What committee members heard - Local officials called for tools to stop illegal sales to minors and strip illegal products from storefronts. West Haven Mayor Nancy Borer and Hamden Mayor Lauren Garrett described raids and seizures of illegal products, including fentanyl and unregulated cannabis sold alongside tobacco and vapes. Garrett said her police found "fentanyl, a hundred pounds of cannabis, and crack cocaine" in a single smoke-shop raid, underscoring public-safety concerns and the strain on local enforcement (transcript: s4154.15). - Patient advocates and the state cannabis ombudsman said restrictions on hemp-derived products have worsened medicine shortages. The Ombudsman told the committee that veterans, seniors and people with chronic conditions are struggling to find consistent CBD/CBG preparations and warned that some patients are reverting to opioids for symptom control (transcript: s4706.96 onward). - Licensed manufacturers and lab operators warned that an administratively driven move to "final-form" testing — testing products after they are packaged for retail rather than testing bulk or intermediate materials — is driving up costs and creating unnecessary product retesting and waste. "This mismatch leads to inconsistent testing, inflated costs, and regulatory inefficiencies, all without a clear benefit to public health," said Rina Ferrisi of Affinity Grow (transcript: s9755.165).
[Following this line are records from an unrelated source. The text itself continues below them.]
PR #1265, opened 2023-04-05
fix: correct default settings copy

olenagerasimova:
part of #1237 

corrected copying of default settings:
1) storage aliases file is located inside repo dir now
2) permissions sections removed from repo settings
3) added read permissions for any repo


andpopov (approved):
@olenagerasimova Thanks!

dgarus (approved):
Thanks!

PR #1269, opened 2023-04-05
fix: correct example config files

olenagerasimova:
part of #1237 

fixed example configs format


olenagerasimova:
@dgarus sorry, forgot to remove upper-level mapping with user/group name

dgarus (approved):
Thanks!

Hemp, testing, and the regulated market Manufacturers asked for a pause while the legislature studies whether testing rules and lab requirements should be adjusted for botanical products. They said Connecticut’s current approach forces some local producers to dilute or otherwise alter inputs out of state, eroding Connecticut manufacturing. Several witnesses urged the committee to adopt statutory safe‑harbor language allowing hemp processors to produce infusions and other water‑soluble ingredients destined for states with higher per‑serving limits, while ensuring those products never enter Connecticut retail shelves.
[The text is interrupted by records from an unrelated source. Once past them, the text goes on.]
PR #1270, opened 2023-04-05
fix: single storages loader

olenagerasimova:
part of #1237 

Create storages loader instance only once in artipie/artipie

### DIFF
--- a/src/main/java/com/artipie/http/DockerRoutingSlice.java
+++ b/src/main/java/com/artipie/http/DockerRoutingSlice.java
@@ -5,12 +5,18 @@
 package com.artipie.http;
 
 import com.artipie.docker.http.BaseEntity;
+import com.artipie.docker.perms.DockerActions;
+import com.artipie.docker.perms.DockerRepositoryPermission;
 import com.artipie.http.auth.Authentication;
-import com.artipie.http.auth.BasicAuthSlice;
+import com.artipie.http.auth.BasicAuthzSlice;
+import com.artipie.http.auth.OperationControl;
 import com.artipie.http.rq.RequestLine;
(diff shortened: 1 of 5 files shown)


olenagerasimova:
@dgarus please, review, just a view changes

dgarus (dismissed):
thanks!

src/main/java/com/artipie/http/DockerRoutingSlice.java
```diff
@@ -63,10 +71,20 @@ public Response response(final String line, final Iterable<Map.Entry<String, Str
...
             if (group.isEmpty() || group.equals("/")) {
-                rsp = new BasicAuthSlice(
+                rsp = new BasicAuthzSlice(
                     new BaseEntity(),
                     this.settings.authz().authentication(),
-                    user -> !user.equals(Authentication.ANY_USER)
+                    new OperationControl(
+                        user -> {
+                            // @checkstyle NestedIfDepthCheck (10 lines)
+                            PermissionCollection res = new FreePermissions();
```
dgarus, line 80: Can't understand what does this mean?

olenagerasimova: the same as was `user -> !user.equals(Authentication.ANY_USER)`:
`v2` endpoint (docker root) is available for any authenticated user

dgarus: > the same as was `user -> !user.equals(Authentication.ANY_USER)`: `v2` endpoint (docker root) is available for any authenticated user

This means if the user is authenticated, he has the permission to pull any image. Right?

PR #1274, opened 2023-04-11
fix: copy example resources into different storages

olenagerasimova:
part of #1237 

Fixed resources copy process in `SettingsFromPath`: as we now have different storages for repo settings and security, it's necessary to copy resources correspondingly.


dgarus (approved):
Thanks!

Issue #1273, opened 2023-04-06
Rest API permissions


olenagerasimova:
Let's implement permissions for rest api. 
Note, the API allows CRUD operations for repositories, storage aliases, users and roles. There will be no differences for 
api permissions for org and flat layouts, permission to create or update repositories allows user to create or update any repositories in Artipie.
Here is the suggestion:
```yaml
api_repository_permissions:
  - read: # read includes list, view repo settings, checking for existence
  - create
  - move
  - delete
api_storage_aliase_permissions: # storage aliases for some repositories, users or common
  - read
  - create
  - delete
api_user_permissions: # modify users
  - read
  - create
  - update
  - enable # allows enable and disable users
  - change_password
api_role_permissions: # modify roles
  - read
  - create
  - update
  - enable # allows enable and disable
``` 
We also support * (any action is allowed) in for operation list.
Also, if user has `all_permission`, any action in API is automatically allowed.

olenagerasimova:
@dgarus please, check. Here are suggestions for rest api permissions

dgarus:
@andpopov @ChGen 
please, check.

dgarus:
For `api_user_permissions` suggest changes:
 - join `enable/disable` to one action (the same for `api_role_permissions`);
 - add action `change_password`. 
 
User should have the opportunity to change their password.
`api_settings_permissions` looks as excessive permissions for me.
WDYT?

olenagerasimova:
oh, yes, we have `change_password` operation. As for `api_settings_permissions` - yees, let's remove it, every authenticated user will be able to get this info

olenagerasimova:
done

PR #1283, opened 2023-04-26
feat: test for rest api permissions

olenagerasimova:
Part of #1273 

Added test for rest api with permissions and corrected rest api permission collection. As we use heterogeneous collection `java.security.Permissions` each permission class must have his own collection class. 

Also initial collection implementation was not correct because permission key contained action mask. Mask can differ depending on allowed actions list (it can be `create and delete` or `update and enable` or etc), thus checking for action `create` we will never get suitable permission from collection map by key.

### DIFF
--- a/pom.xml
+++ b/pom.xml
@@ -145,7 +145,7 @@ SOFTWARE.
     <dependency>
       <groupId>com.artipie</groupId>
       <artifactId>http</artifactId>
-      <version>v1.2.8</version>
+      <version>v1.2.9</version>
     </dependency>
     <dependency>
       <groupId>com.artipie</groupId>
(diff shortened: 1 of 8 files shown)


src/test/java/com/artipie/api/AuthRestOrgTest.java
```diff
@@ -217,12 +260,22 @@ public Authentication authentication() {
...
             @Override
             public Policy<?> policy() {
-                return Policy.FREE;
+                final BlockingStorage asto = new BlockingStorage(AuthRestOrgTest.super.ssto);
+                asto.save(
+                    new Key.From(String.format("users/%s.yaml", AuthRestOrgTest.NAME)),
+                    String.join(
+                        "\n",
+                        "permissions:",
+                        "  adapter_all_permission: {}"
```
dgarus, line 269: We need to rename `adapter_all_permission` to `all_permissions`

dgarus (approved):
thanks!

src/test/java/com/artipie/api/AuthRestOrgTest.java
olenagerasimova: ok, first, we need to correct `http`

Social equity and illicit storefronts The Social Equity Council’s testimony opposed some proposed changes that would let some social-equity cultivators convert licenses earlier, fueling debate among advocates. Cannabis industry advocates said trust among stakeholders has frayed and urged cooperative, patient‑focused policy; some longtime advocates said task forces targeting illicit shops risk retraumatizing communities previously targeted by aggressive drug enforcement.

Why it matters: Illegal high‑THC products sold outside the regulated market have been implicated in overdoses, student exposures and enforcement headaches that threaten public safety and the viability of licensed retail and manufacturing. Meanwhile, Connecticut hemp farmers say current state law and lab rules have closed off legal manufacturing options and research that once flourished here.
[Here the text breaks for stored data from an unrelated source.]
PR #1296, opened 2023-06-02
feat: composer instance to use permissions policy

icukeng:
Composer repository was free of permission check. I try to fix it.
There was a simple class constructor used, which set unrestricted access to repo.

I'm not a java developer, so made by analogy with other policy's changes.
And FYI same situation might be with gem repo.

Part of #1237


olenagerasimova (approved):
@icukeng thanks!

Quotes from the hearing - "It's incredibly dangerous. They also found guns," Mayor Lauren Garrett said of a Hamden smoke‑shop raid that recovered illegal drugs and weapons (transcript: s4154.15). - "This mismatch leads to inconsistent testing, inflated costs, and regulatory inefficiencies, all without a clear benefit to public health," said Rina Ferrisi, a licensed cultivator and manufacturer (transcript: s9755.165). - "Patients over profits always," said cannabis advocate Duncan Markovitz, underscoring calls to prioritize medical-patient access and small local producers (transcript: s7425.015).

What lawmakers and regulators asked for Committee members asked the Department of Consumer Protection to explain the rationale for final‑form testing, whether a one‑year pause would be practical, and how safe‑harbor rules for hemp products could be written to avoid products leaking into Connecticut retail. Legislators also discussed better local notice and renewal authority for tobacco and related retailer permits so municipal police chiefs can flag problematic outlets when licenses come up for renewal.

Next steps Sponsors said they will seek language that balances enforcement against illegal storefronts with protections for legacy caregivers and small, local hemp and cannabis manufacturers. The committee indicated it will try to draft statutory safe‑harbor language and refine enforcement/remedy language for municipal input and tobacco permit renewals before the session ends.